Wer trägt die Kosten?

Der Aufbau des Systems hat rund 100 Millionen Euro gekostet. Die Entwicklungskosten wurden von der Pharmaindustrie und den Importeuren bezahlt. Großhändler und Apotheken zahlen für die Scanner und den Betrieb. Die Betreiber stellen heraus: „Es wurden keine Steuerzahlergelder benutzt, um die Sicherheit der Medizinprodukte zu erhöhen.“

Was weiß man über gefälschte Medikamente?

Die meisten gefälschten Medikamente tauchen in Afrika, Asien und Lateinamerika auf. Doch auch in Europa sind Patienten davor nicht sicher. So haben die Behörden in der EU zwischen 2013 und 2017 rund 400 gefälschte Medizin-Produkte und Medikamente registriert, die hier in den Verkehr gebracht werden sollten. Am häufigsten gelangen gefälschte Medikamente über illegale Internetverkäufe nach Europa. Aber auch auf den legalen Vertriebswegen, also über lizenzierte Online-Apotheken, Apotheken in Krankenhäusern und Apotheken in den Städten und Dörfern, wurden bereits gefälschte Medikamente entdeckt.

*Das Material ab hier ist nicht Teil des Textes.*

PR #982, opened 2025-07-05
Develop

zqpiq:


app/main.py
```diff
@@ -1,2 +1,29 @@
...
+    def __init__(self, key: Any, value: Any) -> None:
+        self.key = key
+        self.hash = hash(key)
+        self.value = value
+
+
 class Dictionary:
-    pass
+    def __init__(self) -> None:
+        self.data = []
```
AnyoneClown: >Key Concepts to Consider

As you implement your custom dictionary, you'll need to keep the following concepts in mind:

    Initial Capacity: How much space should your dictionary allocate at the start?
    Load Factor: When should your dictionary resize to maintain efficiency?
    Resize Strategy: How should your dictionary expand its capacity when needed?
>

You didn't implement this logic, right? Add it to your code. Read about `capacity` `lenght` and `resizing` of a dictionary

AnyoneClown (changes requested):

app/main.py
```diff
@@ -1,2 +1,65 @@
...
+        self.value = value
+
+
 class Dictionary:
-    pass
+    def __init__(self) -> None:
+        self._initial_capacity = 8
+        self._data = [None] * self._initial_capacity
+        self._load_factor = 2 / 3
+        self._threshold = int(self._initial_capacity * self._load_factor)
```
L1nk3rrr, line 16: same as self._threshold = self. update_threshold()

app/main.py
```diff
@@ -1,2 +1,65 @@
...
+        position = hash(key) % self._initial_capacity
+        while True:
+            if self._data[position] is None:
+                self._data[position] = Node(key, value)
+                break
+            elif self._data[position].key == key:
+                self._data[position].value = value
+                break
+            else:
+                position = (position + 1) % self._initial_capacity
```
L1nk3rrr, line 55: redundant else statement, it can be simple:
```
            if self._data[position] is None:
                self._data[position] = Node(key, value)
                break
            elif self._data[position].key == key:
                self._data[position].value = value
                break
            position = (position + 1) % self._initial_capacity
```

app/main.py
```diff
@@ -1,2 +1,65 @@
...
+
+    def __getitem__(self, key: Any) -> Any:
+        for node in self._data:
+            if node is not None:
+                if node.key == key:
```
L1nk3rrr, line 60: can be used one if
```
if node is not None and node.key == key:
```

app/main.py
```diff
@@ -1,2 +1,65 @@
+from typing import Any
+
+
+class Node:
+    def __init__(self, key: Any, value: Any) -> None:
```
L1nk3rrr, line 5: key can be only hashable values

L1nk3rrr (changes requested):
review comments to improve your code!

PR #985, opened 2025-07-06
Solution

Arch0998:


zqpiq (approved):

app/main.py
```diff
@@ -1,2 +1,35 @@
+from typing import Any
+
+
 class Dictionary:
-    pass
+    def __init__(self) -> None:
+        self.lenght = 0
+        self.hash_table = [[] for _ in range(8)]
```
AnyoneClown: > Storage Structure
> 
> You'll store each key-value pair as a node in a hash table. Each node should contain the following information:
> 
>     key
>     hash
>     value
> 

Refactor using nodes

AnyoneClown (changes requested):
You didn't implement this features:
>
    Initial Capacity: How much space should your dictionary allocate at the start?
    Load Factor: When should your dictionary resize to maintain efficiency?
    Resize Strategy: How should your dictionary expand its capacity when needed?
>

AnyoneClown (changes requested):
Check comments and refactor your code

AnyoneClown (approved):
LGTM

PR #990, opened 2025-07-15
Solution

farzamgt:


viannik (approved):
The implementation is clean, efficient, and matches the core requirements

PR #992, opened 2025-07-16
my terrible solution...

Orixara:


viannik (approved):
Implements all core features correctly
Meets time complexity requirements (exceeds in resizing)
Clean, readable, and well-structured

Optimize _resize to reuse stored hashes.
The current implementation (hash(self.x + self.y)) may cause collisions for points like (1, 2) and (2, 1). Update Point’s __hash__ to hash((self.x, self.y)) for better distribution.

PR #997, opened 2025-07-17
Solution

yagginov:


Artcrafterrra (approved):
Awesome job! You fully implemented all additional logic. It works the same way as a dictionary under the hood.

yagginov:
@mateacademy-ai-mentor There is actually a mistake in your comment, because I move the index forward until I find the desired element, or until I find an empty cell.

PR #88, opened 2019-01-26
Quickbooks Update for New "taxIncluded" Field

JeffVandrewJr:
Now that BTCPay supports `taxIncluded` on invoices, BTCQBO is no longer limited to users who send invoices directly from Quickbooks.

Most online merchants do not invoice directly from Quickbooks, so before `taxIncluded` was integrated, the plugin had no use to them.

BTCQBO now has two "modes":

1. Invoice Mode: This was previously the only mode. This is for users who send invoices directly from Quickbooks.

2. Deposit Mode. This was enabled by `taxIncluded`. Now merchants that do not send invoices directly from Quickbooks can simply have Quickbooks record all BTCPay paid invoices directly into Quickbooks, with revenue and sales tax appropriately apportioned.

In Deposit Mode, merchants must set the Quickbooks Plugin as `notificationUrl`, however, they can set an IPN Forwarding URL in the plugin itself. After the plugin receives the IPN, it will forward it to its ultimate destination.

So a hypothetical online merchant would have the relevant IPN sent to BTCQBO where Quickbooks would record the payment, and BTCQBO would then forward the IPN to the relevant merchant solution so that the merchant knows that the relevant items could be shipped.

### DIFF
--- a/docker-compose-generator/docker-fragments/opt-add-btcqbo.yml
+++ b/docker-compose-generator/docker-fragments/opt-add-btcqbo.yml
@@ -2,7 +2,7 @@ version: "3"
 
 services:
   btcqbo:
-    image: jvandrew/btcqbo:0.1.20
+    image: jvandrew/btcqbo:0.2.4
     environment:
       REDIS_URL: "redis://redis:6379/0"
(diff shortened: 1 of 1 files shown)


NicolasDorier:
ah this beg a video! The deposit mode seems very powerful :))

Die Kommission schätzt, dass 0,005 Prozent der Medikamentenpackungen, die über die legalen Vertriebswege in der EU verkauft werden, gefälscht sind. Vielfach werden gefälschte Präparate außerhalb der EU hergestellt. Massenware wie etwa Viagra oder Aspirin sind betroffen. Es wurden aber auch gefälschte Mittel sichergestellt, die bei gravierenden Erkrankungen wie etwa Schizophrenie oder Herzschädigungen helfen sollen. Gefälschte Medikamente können gar keine Wirkstoffe oder zu wenige Wirkstoffe enthalten. Möglich ist auch, dass sie gefährliche Wirkstoffe enthalten. Es ist nicht bekannt, wie viele Patienten in der EU durch gefälschte Medikamente geschädigt werden.